## [Collected data]
--

PR #9977, opened 2022-08-05
Swift: extract comments

AlexDenisov:


MathiasVP (approved):
LGTM! Do we want to run a DCA for this to measure the extractor performance impact before merging this?

geoffw0 (approved):
Library QL and test LGTM. :+1:

In C/C++, we have `CStyleComment` and `CppStyleComment` identifying the type of the comment (`//` or `/*`).  But it turns out this is just done by pattern matching on the comment string, so we can easily add this feature later.

AlexDenisov:
> LGTM! Do we want to run a DCA for this to measure the extractor performance impact before merging this?

@MathiasVP it's a great idea!

PR #9978, opened 2022-08-05
Swift: Fix flow summaries for methods

MathiasVP:
The `getCallTarget` predicate in our flow summary instantiation was suffering from the same problem as the one I described [here](https://github.com/github/codeql/pull/9673#discussion_r905171464): The call to `init(contentsOf:)` is really two calls (one providing the qualifier, and another one providing the `contentsOf` argument. Prior to this PR, the `getCallTarget` predicate was giving us the function that provided the qualifier.

cc @geoffw0.

Note: Once we merge https://github.com/github/codeql/pull/9891 this class of issues will be gone (since we can provide a much better API for function calls then)


rdmarsh2 (approved):

geoffw0:
Great, thanks!

PR #10610, opened 2022-09-28
Ruby: tweak ActionController::getAnAction

nickrolfe:


nickrolfe:
I thought maybe this would result in slightly better compiler output, but I now realise that we never actually call `getAnAction`…

PR #10613, opened 2022-09-28
ATM: Update expected test output

henrymercer:
Update the expected test output given some changes to the JavaScript libraries which reclassified one of the test endpoints.


TomBolton (approved):
Thanks for doing this @henrymercer 

:shipit:

PR #10616, opened 2022-09-29
QL: adjust the consistency query to not be noisy on parameterised modules

erik-krogh:
The query was starting to get noisy on e.g. https://github.com/github/codeql/pull/10592 

With these changes the query reports nothing on `main` (and nothing on the PR above).


MathiasVP (approved):
LGTM!

PR #10617, opened 2022-09-29
Kotlin: extract operator expression when operator is in method call form

tamasvajk:


igfoo:
My rationale for extracting them differently is that people may wish to have queries that check coding style, for example, where the syntax used is useful information. I guess you want to unify them to make higher-level dataflow etc simpler. We'll need to make a decision on which way we want to go.

tamasvajk:
> My rationale for extracting them differently is that people may wish to have queries that check coding style, for example, where the syntax used is useful information. I guess you want to unify them to make higher-level dataflow etc simpler. We'll need to make a decision on which way we want to go.

Yes, that's the reason. I don't want to add summaries or modify the dataflow library in any way for these to be handled. Also, we're getting rid of at least one unneeded warnings: https://github.com/github/codeql/pull/10617/commits/de9714de84c097c838c0a340ed0ea46334daa6bc#diff-ef330ff9b3a3a796ae2c0b8656c4106a08394947b68a6d0de716764ea42b2d2bR2.

igfoo:
OK, how about we go with this PR, then, and possibly (either now or in the future) add a table so that we can do
```
if (c.origin == IrStatementOrigin.PLUS) {
    tw.writeExpr_using_operator_syntax(id)
}
```
?

tamasvajk:
Sounds good to me.

tamasvajk:
I've rebase this PR to fix merge conflicts.

java/ql/test/kotlin/library-tests/exprs/binop.expected
```diff
@@ -73,13 +73,12 @@
...
 | exprs.kt:114:14:114:21 | ... \|\| ... | exprs.kt:114:14:114:15 | b1 | exprs.kt:114:20:114:21 | b2 |
 | exprs.kt:127:31:127:41 | ... + ... | exprs.kt:127:31:127:34 | str1 | exprs.kt:127:38:127:41 | str2 |
-| exprs.kt:127:50:127:60 | ... + ... | exprs.kt:127:50:127:53 | str2 | exprs.kt:127:57:127:60 | str1 |
 | exprs.kt:128:16:128:26 | ... + ... | exprs.kt:128:16:128:19 | str1 | exprs.kt:128:23:128:26 | str2 |
 | exprs.kt:131:12:131:23 | ... > ... | exprs.kt:131:12:131:19 | variable | exprs.kt:131:23:131:23 | 0 |
 | exprs.kt:135:12:135:20 | ... + ... | exprs.kt:135:12:135:14 | 123 | exprs.kt:135:18:135:20 | 456 |
 | exprs.kt:161:8:161:16 | ... (value not-equals) ... | exprs.kt:161:8:161:8 | r | exprs.kt:161:13:161:16 | null |
 | exprs.kt:190:31:190:37 | ... + ... | exprs.kt:190:31:190:32 | getA1(...) | exprs.kt:190:36:190:37 | a2 |
-| exprs.kt:204:19:204:23 | ... + ... | exprs.kt:204:19:204:19 | s | exprs.kt:204:23:204:23 | 5 |
+| exprs.kt:205:23:205:29 | ... + ... | exprs.kt:205:20:205:21 | ...!! | exprs.kt:205:28:205:28 | 5 |
```
igfoo, line 81: Why did one of the 127s and 204 disappear?

tamasvajk: Because those were incorrect.
- 204 is `s + 5`, where `s: String?`, so it's actually calling `public operator fun String?.plus(other: Any?): String`, which is `Intrinsics.stringPlus()` in JVM.
- 127 is similar: 
```
val str1: String = "string lit"
val str2: String? = "string lit"
val str5: String = "foo ${str1 + str2} bar ${str2 + str1} baz"
```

--

## [Work instructions]
Look at the entries above. Say how many lines have the word "before", and give only the number.

## [Output for this task]
2